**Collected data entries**
*** Begin section ***
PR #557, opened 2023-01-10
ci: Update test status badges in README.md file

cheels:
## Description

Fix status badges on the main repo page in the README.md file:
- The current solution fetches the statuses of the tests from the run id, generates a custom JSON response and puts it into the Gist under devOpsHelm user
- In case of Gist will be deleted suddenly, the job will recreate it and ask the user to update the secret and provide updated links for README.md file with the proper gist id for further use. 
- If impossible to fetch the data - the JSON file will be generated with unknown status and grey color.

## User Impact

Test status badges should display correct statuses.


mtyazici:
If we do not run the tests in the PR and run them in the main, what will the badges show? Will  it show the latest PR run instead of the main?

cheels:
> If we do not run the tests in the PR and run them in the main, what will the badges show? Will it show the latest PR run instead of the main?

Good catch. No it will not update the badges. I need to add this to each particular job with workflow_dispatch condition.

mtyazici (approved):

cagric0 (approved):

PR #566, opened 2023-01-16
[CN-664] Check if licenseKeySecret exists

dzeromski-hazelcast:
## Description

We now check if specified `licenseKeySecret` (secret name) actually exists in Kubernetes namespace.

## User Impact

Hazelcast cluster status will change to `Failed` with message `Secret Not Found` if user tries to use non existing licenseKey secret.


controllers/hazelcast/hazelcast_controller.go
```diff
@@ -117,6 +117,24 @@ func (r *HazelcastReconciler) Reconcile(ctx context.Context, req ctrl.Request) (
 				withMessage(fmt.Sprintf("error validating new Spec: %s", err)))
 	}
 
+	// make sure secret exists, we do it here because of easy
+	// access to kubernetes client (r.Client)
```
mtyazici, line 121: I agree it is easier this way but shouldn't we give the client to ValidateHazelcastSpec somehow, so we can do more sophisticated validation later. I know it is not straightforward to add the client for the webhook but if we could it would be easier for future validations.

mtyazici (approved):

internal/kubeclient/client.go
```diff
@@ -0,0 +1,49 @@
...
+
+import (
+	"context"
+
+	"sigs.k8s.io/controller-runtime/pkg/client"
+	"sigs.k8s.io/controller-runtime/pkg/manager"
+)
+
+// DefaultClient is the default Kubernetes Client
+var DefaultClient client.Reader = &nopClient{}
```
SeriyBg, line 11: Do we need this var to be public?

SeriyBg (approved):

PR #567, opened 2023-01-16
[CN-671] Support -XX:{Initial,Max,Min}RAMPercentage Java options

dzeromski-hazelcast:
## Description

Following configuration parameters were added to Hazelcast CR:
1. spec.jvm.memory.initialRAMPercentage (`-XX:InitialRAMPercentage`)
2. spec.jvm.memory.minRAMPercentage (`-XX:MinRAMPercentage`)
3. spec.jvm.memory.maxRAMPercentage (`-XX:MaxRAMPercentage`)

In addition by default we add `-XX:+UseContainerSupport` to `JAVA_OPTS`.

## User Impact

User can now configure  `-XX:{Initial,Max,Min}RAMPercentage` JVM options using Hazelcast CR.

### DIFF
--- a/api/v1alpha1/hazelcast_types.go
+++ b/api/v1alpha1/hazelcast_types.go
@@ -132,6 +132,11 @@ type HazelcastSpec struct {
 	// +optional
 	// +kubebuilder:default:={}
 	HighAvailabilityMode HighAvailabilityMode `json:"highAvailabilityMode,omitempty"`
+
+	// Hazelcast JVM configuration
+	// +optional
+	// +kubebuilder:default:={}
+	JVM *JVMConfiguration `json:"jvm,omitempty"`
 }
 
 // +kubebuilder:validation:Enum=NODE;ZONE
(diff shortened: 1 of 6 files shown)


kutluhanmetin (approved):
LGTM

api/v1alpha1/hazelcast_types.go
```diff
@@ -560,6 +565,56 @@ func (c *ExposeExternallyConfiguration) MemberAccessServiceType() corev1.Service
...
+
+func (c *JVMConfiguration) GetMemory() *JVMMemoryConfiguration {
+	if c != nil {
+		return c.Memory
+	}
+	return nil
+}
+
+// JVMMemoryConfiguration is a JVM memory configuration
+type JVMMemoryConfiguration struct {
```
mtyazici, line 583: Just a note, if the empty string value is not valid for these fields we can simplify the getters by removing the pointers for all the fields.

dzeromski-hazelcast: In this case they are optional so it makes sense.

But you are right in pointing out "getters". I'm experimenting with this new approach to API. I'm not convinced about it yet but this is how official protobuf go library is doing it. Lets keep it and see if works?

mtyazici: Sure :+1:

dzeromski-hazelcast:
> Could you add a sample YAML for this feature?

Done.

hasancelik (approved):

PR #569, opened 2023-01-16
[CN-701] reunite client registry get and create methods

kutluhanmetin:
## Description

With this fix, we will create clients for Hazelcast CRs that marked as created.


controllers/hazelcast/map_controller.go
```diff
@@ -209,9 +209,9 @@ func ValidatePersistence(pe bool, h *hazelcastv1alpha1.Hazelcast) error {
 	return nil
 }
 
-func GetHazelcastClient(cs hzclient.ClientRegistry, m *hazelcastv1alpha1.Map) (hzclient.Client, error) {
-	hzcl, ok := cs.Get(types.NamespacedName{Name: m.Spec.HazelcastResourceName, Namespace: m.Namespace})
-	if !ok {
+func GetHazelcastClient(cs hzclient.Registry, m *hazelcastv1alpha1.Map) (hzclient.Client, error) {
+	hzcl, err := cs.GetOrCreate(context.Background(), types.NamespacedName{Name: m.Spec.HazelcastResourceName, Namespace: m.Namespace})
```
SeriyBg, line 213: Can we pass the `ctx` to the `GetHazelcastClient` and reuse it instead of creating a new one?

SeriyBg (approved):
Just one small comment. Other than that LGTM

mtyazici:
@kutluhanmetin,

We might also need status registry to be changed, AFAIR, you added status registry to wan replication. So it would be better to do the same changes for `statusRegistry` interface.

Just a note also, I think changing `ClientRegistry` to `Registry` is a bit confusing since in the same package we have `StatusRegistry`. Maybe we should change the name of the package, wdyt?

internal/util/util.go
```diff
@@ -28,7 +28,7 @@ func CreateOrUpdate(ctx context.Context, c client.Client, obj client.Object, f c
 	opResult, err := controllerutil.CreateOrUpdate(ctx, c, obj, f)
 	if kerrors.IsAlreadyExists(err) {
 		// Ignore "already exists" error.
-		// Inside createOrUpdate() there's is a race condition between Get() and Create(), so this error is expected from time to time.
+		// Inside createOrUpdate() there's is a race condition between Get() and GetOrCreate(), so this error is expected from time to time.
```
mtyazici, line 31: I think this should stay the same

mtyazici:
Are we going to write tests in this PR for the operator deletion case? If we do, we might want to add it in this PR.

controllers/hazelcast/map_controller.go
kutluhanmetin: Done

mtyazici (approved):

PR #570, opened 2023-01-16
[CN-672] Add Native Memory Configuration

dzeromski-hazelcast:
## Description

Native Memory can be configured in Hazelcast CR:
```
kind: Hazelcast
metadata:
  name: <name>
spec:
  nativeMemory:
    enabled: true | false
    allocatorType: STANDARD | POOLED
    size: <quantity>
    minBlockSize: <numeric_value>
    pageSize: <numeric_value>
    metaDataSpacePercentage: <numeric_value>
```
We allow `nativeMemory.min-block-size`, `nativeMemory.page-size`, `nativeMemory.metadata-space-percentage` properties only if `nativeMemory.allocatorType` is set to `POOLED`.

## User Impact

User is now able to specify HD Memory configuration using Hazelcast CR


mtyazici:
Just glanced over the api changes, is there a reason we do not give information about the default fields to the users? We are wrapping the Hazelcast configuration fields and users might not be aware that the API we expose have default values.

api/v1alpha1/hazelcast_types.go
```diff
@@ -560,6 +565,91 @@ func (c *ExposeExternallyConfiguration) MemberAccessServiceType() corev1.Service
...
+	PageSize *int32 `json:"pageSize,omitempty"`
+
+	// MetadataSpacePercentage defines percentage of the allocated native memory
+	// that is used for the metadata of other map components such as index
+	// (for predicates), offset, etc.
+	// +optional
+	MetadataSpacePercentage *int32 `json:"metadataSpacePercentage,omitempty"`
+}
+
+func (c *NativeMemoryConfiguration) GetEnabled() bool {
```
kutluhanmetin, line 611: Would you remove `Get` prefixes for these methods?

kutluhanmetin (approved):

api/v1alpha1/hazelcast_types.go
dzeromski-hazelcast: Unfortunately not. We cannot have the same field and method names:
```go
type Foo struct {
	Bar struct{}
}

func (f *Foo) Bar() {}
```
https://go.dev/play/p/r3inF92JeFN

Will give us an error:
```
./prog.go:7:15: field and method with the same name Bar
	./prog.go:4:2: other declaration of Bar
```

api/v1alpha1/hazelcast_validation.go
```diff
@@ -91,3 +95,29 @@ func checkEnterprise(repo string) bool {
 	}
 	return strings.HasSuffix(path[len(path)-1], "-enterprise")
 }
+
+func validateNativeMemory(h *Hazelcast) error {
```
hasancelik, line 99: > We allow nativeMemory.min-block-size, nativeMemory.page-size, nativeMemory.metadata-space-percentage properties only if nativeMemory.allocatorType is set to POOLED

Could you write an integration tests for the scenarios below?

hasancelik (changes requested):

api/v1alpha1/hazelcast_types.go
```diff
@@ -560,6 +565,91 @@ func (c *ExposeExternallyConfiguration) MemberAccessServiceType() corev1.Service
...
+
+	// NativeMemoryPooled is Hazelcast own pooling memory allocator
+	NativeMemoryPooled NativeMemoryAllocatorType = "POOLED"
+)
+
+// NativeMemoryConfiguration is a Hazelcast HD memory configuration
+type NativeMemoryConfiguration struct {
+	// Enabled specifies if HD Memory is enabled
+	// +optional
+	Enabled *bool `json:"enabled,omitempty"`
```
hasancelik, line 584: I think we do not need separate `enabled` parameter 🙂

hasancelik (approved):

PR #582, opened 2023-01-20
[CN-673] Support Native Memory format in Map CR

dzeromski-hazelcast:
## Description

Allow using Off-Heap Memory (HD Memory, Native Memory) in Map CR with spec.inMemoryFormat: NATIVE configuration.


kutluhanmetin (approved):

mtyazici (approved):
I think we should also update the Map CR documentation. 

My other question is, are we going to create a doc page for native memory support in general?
*** End section ***
*** Begin section ***
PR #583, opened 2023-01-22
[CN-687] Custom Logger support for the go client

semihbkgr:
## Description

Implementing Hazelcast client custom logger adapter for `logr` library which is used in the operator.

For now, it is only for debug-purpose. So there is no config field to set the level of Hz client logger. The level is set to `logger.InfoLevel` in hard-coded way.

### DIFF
*** End section ***
Wherever the line holding "hasancelik, line 584: I" falls in the entries above, copy exactly from it through the line holding "My other question", inclusive, and add nothing.

**Task result**
hasancelik, line 584: I think we do not need separate `enabled` parameter 🙂

hasancelik (approved):

PR #582, opened 2023-01-20
[CN-673] Support Native Memory format in Map CR

dzeromski-hazelcast:
## Description

Allow using Off-Heap Memory (HD Memory, Native Memory) in Map CR with spec.inMemoryFormat: NATIVE configuration.


kutluhanmetin (approved):

mtyazici (approved):
I think we should also update the Map CR documentation. 

My other question is, are we going to create a doc page for native memory support in general?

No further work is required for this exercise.